Activity:
The answer must be every line of the records below that contains the word "role", copied out.

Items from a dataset

-------

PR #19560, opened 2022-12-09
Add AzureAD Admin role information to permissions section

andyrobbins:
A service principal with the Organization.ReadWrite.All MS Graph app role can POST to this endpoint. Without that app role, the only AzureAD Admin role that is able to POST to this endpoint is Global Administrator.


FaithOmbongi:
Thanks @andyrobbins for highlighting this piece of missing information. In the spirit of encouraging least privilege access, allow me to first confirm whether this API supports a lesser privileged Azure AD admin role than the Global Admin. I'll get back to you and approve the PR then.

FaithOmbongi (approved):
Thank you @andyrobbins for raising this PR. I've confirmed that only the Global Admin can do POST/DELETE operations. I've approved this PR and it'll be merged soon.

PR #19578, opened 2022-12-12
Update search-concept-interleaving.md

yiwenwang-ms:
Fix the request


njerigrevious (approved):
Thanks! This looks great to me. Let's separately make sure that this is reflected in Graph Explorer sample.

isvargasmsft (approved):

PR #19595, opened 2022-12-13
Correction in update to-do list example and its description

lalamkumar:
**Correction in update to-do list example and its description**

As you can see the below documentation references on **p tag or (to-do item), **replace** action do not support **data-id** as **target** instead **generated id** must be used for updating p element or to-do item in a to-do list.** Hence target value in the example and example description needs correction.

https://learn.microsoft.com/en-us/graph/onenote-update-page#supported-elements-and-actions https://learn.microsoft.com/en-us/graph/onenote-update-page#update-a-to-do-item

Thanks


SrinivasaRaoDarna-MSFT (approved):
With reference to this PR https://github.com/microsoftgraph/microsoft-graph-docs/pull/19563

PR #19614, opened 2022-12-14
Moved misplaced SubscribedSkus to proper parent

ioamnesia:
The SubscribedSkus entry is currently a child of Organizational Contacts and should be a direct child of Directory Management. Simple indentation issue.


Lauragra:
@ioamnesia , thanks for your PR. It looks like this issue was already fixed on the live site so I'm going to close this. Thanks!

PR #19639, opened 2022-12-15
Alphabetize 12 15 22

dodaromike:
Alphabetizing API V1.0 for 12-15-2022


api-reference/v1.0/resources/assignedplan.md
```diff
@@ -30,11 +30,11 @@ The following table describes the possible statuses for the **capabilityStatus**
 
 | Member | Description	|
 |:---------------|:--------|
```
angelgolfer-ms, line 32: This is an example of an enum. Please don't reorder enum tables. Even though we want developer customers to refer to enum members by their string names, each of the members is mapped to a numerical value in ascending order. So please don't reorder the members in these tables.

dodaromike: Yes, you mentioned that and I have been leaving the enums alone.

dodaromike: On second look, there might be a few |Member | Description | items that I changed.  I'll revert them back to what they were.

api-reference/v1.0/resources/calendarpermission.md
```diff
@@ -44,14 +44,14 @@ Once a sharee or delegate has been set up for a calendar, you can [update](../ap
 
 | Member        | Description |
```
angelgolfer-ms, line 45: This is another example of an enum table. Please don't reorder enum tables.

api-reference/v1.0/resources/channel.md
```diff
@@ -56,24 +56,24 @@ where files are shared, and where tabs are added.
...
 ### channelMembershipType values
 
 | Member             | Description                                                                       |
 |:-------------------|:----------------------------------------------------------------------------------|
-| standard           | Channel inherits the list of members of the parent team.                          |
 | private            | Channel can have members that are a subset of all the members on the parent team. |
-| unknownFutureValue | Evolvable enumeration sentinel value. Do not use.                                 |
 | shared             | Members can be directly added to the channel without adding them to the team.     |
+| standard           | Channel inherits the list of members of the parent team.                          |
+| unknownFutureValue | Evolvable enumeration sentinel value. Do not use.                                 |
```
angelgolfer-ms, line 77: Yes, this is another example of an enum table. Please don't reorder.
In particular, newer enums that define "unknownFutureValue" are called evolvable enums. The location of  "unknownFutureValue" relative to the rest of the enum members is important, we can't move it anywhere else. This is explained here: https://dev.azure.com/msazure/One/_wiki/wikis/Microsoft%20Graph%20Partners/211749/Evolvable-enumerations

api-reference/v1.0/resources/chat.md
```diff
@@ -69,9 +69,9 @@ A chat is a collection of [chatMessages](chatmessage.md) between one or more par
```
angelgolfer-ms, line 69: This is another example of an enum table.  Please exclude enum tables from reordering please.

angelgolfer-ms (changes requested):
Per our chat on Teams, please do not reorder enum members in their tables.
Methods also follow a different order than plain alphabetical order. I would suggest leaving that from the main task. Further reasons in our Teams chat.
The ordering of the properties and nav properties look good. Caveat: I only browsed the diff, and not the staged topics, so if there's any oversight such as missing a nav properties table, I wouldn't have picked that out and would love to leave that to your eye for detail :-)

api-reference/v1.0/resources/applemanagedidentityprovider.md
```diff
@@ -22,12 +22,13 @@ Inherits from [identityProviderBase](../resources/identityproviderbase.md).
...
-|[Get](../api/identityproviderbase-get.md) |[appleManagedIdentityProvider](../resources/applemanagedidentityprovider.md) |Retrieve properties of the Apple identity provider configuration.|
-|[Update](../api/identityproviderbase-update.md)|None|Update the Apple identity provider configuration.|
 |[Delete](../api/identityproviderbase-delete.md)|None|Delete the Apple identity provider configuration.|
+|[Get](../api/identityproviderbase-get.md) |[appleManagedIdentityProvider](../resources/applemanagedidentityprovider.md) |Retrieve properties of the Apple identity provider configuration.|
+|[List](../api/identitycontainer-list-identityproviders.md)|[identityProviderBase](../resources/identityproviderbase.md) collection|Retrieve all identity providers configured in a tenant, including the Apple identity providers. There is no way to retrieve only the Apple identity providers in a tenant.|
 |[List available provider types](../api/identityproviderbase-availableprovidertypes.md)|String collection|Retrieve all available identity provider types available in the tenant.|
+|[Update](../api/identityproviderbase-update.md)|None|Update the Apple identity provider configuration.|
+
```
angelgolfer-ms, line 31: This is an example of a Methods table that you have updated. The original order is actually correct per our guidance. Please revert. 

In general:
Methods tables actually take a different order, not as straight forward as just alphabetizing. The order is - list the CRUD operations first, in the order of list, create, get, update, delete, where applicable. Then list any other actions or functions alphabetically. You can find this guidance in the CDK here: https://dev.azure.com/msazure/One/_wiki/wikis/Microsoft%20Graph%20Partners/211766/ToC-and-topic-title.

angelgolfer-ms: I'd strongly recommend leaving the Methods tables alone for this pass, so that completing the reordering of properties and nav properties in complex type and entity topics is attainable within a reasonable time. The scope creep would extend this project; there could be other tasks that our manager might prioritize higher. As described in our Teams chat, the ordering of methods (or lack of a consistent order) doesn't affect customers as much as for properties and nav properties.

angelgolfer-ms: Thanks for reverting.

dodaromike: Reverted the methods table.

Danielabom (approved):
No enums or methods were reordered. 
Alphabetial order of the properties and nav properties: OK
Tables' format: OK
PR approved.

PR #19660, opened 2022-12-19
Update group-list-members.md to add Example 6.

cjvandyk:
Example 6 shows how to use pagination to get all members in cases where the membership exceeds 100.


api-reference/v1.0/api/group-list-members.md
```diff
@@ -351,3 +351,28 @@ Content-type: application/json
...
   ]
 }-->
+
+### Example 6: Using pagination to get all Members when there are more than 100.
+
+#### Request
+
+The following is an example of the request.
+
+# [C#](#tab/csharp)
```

-------

Task result:
Add AzureAD Admin role information to permissions section
A service principal with the Organization.ReadWrite.All MS Graph app role can POST to this endpoint. Without that app role, the only AzureAD Admin role that is able to POST to this endpoint is Global Administrator.
Thanks @andyrobbins for highlighting this piece of missing information. In the spirit of encouraging least privilege access, allow me to first confirm whether this API supports a lesser privileged Azure AD admin role than the Global Admin. I'll get back to you and approve the PR then.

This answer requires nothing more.